-- GIVEN RECORDS follows --

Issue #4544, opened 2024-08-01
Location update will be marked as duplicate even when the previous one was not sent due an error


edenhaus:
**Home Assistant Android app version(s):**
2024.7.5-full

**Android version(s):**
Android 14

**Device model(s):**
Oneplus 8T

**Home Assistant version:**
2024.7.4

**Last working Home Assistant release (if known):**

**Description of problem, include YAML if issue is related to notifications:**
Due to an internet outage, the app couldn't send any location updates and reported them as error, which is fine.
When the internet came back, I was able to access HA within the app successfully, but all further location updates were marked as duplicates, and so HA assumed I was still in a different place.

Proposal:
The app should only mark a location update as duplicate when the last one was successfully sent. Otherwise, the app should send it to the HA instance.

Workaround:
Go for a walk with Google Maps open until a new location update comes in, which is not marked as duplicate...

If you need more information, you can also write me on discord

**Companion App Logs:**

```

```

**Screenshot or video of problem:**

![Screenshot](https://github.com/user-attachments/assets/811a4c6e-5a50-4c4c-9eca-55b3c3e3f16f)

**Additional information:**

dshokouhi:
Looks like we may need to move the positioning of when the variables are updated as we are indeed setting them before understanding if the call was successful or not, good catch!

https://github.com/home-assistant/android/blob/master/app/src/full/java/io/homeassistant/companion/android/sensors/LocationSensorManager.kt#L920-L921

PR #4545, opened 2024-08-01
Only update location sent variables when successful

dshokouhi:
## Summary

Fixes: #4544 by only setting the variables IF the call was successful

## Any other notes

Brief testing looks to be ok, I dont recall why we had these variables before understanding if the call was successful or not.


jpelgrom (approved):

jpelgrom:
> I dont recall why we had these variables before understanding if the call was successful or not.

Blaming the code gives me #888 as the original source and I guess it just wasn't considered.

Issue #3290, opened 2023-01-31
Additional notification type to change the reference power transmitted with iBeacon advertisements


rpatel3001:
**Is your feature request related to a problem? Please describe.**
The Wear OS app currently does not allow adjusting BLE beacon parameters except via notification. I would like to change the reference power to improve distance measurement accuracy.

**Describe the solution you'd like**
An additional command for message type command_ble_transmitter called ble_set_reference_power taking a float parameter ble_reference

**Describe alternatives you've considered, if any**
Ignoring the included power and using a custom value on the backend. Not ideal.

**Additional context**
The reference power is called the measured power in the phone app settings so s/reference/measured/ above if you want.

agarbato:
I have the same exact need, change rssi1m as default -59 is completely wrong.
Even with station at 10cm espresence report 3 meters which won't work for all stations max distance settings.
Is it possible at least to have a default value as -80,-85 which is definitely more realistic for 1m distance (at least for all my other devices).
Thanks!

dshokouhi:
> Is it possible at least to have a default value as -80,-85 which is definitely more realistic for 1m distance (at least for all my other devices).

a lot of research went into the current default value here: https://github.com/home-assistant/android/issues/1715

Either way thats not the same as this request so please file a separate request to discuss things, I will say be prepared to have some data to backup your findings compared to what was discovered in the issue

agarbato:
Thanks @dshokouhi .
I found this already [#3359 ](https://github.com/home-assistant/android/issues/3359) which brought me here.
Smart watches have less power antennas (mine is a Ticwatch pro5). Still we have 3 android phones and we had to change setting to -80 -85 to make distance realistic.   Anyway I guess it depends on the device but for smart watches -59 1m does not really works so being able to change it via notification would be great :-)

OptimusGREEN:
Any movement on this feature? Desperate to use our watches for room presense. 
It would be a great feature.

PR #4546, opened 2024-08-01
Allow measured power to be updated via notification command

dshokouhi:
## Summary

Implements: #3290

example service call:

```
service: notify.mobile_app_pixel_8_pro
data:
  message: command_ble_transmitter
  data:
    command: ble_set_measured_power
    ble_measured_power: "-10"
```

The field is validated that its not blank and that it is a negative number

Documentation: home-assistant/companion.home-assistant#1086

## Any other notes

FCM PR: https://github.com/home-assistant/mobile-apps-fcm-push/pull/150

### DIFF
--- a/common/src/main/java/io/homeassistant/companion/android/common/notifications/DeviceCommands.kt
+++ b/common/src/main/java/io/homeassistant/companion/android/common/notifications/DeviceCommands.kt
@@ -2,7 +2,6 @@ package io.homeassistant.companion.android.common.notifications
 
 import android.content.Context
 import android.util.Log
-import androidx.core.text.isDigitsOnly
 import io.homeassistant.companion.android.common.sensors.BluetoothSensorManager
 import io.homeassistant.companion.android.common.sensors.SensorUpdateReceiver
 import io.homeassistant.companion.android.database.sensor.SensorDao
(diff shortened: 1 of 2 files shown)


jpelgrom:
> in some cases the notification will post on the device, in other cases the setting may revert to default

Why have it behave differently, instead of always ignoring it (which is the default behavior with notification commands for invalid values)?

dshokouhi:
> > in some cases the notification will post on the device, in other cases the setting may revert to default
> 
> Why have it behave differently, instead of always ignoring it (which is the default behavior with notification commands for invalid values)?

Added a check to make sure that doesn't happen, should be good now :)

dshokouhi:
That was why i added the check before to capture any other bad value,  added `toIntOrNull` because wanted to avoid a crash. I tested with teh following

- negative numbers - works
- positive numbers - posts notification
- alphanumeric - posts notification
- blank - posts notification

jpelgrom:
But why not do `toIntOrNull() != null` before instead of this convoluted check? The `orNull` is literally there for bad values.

-- GIVEN RECORDS concluded --

→ WHAT IS REQUIRED
Set the whole listing down again, unchanged.

→ THE ANSWER
Issue #4544, opened 2024-08-01
Location update will be marked as duplicate even when the previous one was not sent due an error


edenhaus:
**Home Assistant Android app version(s):**
2024.7.5-full

**Android version(s):**
Android 14

**Device model(s):**
Oneplus 8T

**Home Assistant version:**
2024.7.4

**Last working Home Assistant release (if known):**

**Description of problem, include YAML if issue is related to notifications:**
Due to an internet outage, the app couldn't send any location updates and reported them as error, which is fine.
When the internet came back, I was able to access HA within the app successfully, but all further location updates were marked as duplicates, and so HA assumed I was still in a different place.

Proposal:
The app should only mark a location update as duplicate when the last one was successfully sent. Otherwise, the app should send it to the HA instance.

Workaround:
Go for a walk with Google Maps open until a new location update comes in, which is not marked as duplicate...

If you need more information, you can also write me on discord

**Companion App Logs:**

```

```

**Screenshot or video of problem:**

![Screenshot](https://github.com/user-attachments/assets/811a4c6e-5a50-4c4c-9eca-55b3c3e3f16f)

**Additional information:**

dshokouhi:
Looks like we may need to move the positioning of when the variables are updated as we are indeed setting them before understanding if the call was successful or not, good catch!

https://github.com/home-assistant/android/blob/master/app/src/full/java/io/homeassistant/companion/android/sensors/LocationSensorManager.kt#L920-L921

PR #4545, opened 2024-08-01
Only update location sent variables when successful

dshokouhi:
## Summary

Fixes: #4544 by only setting the variables IF the call was successful

## Any other notes

Brief testing looks to be ok, I dont recall why we had these variables before understanding if the call was successful or not.


jpelgrom (approved):

jpelgrom:
> I dont recall why we had these variables before understanding if the call was successful or not.

Blaming the code gives me #888 as the original source and I guess it just wasn't considered.

Issue #3290, opened 2023-01-31
Additional notification type to change the reference power transmitted with iBeacon advertisements


rpatel3001:
**Is your feature request related to a problem? Please describe.**
The Wear OS app currently does not allow adjusting BLE beacon parameters except via notification. I would like to change the reference power to improve distance measurement accuracy.

**Describe the solution you'd like**
An additional command for message type command_ble_transmitter called ble_set_reference_power taking a float parameter ble_reference

**Describe alternatives you've considered, if any**
Ignoring the included power and using a custom value on the backend. Not ideal.

**Additional context**
The reference power is called the measured power in the phone app settings so s/reference/measured/ above if you want.

agarbato:
I have the same exact need, change rssi1m as default -59 is completely wrong.
Even with station at 10cm espresence report 3 meters which won't work for all stations max distance settings.
Is it possible at least to have a default value as -80,-85 which is definitely more realistic for 1m distance (at least for all my other devices).
Thanks!

dshokouhi:
> Is it possible at least to have a default value as -80,-85 which is definitely more realistic for 1m distance (at least for all my other devices).

a lot of research went into the current default value here: https://github.com/home-assistant/android/issues/1715

Either way thats not the same as this request so please file a separate request to discuss things, I will say be prepared to have some data to backup your findings compared to what was discovered in the issue

agarbato:
Thanks @dshokouhi .
I found this already [#3359 ](https://github.com/home-assistant/android/issues/3359) which brought me here.
Smart watches have less power antennas (mine is a Ticwatch pro5). Still we have 3 android phones and we had to change setting to -80 -85 to make distance realistic.   Anyway I guess it depends on the device but for smart watches -59 1m does not really works so being able to change it via notification would be great :-)

OptimusGREEN:
Any movement on this feature? Desperate to use our watches for room presense. 
It would be a great feature.

PR #4546, opened 2024-08-01
Allow measured power to be updated via notification command

dshokouhi:
## Summary

Implements: #3290

example service call:

```
service: notify.mobile_app_pixel_8_pro
data:
  message: command_ble_transmitter
  data:
    command: ble_set_measured_power
    ble_measured_power: "-10"
```

The field is validated that its not blank and that it is a negative number

Documentation: home-assistant/companion.home-assistant#1086

## Any other notes

FCM PR: https://github.com/home-assistant/mobile-apps-fcm-push/pull/150

### DIFF
--- a/common/src/main/java/io/homeassistant/companion/android/common/notifications/DeviceCommands.kt
+++ b/common/src/main/java/io/homeassistant/companion/android/common/notifications/DeviceCommands.kt
@@ -2,7 +2,6 @@ package io.homeassistant.companion.android.common.notifications
 
 import android.content.Context
 import android.util.Log
-import androidx.core.text.isDigitsOnly
 import io.homeassistant.companion.android.common.sensors.BluetoothSensorManager
 import io.homeassistant.companion.android.common.sensors.SensorUpdateReceiver
 import io.homeassistant.companion.android.database.sensor.SensorDao
(diff shortened: 1 of 2 files shown)


jpelgrom:
> in some cases the notification will post on the device, in other cases the setting may revert to default

Why have it behave differently, instead of always ignoring it (which is the default behavior with notification commands for invalid values)?

dshokouhi:
> > in some cases the notification will post on the device, in other cases the setting may revert to default
> 
> Why have it behave differently, instead of always ignoring it (which is the default behavior with notification commands for invalid values)?

Added a check to make sure that doesn't happen, should be good now :)

dshokouhi:
That was why i added the check before to capture any other bad value,  added `toIntOrNull` because wanted to avoid a crash. I tested with teh following

- negative numbers - works
- positive numbers - posts notification
- alphanumeric - posts notification
- blank - posts notification

jpelgrom:
But why not do `toIntOrNull() != null` before instead of this convoluted check? The `orNull` is literally there for bad values.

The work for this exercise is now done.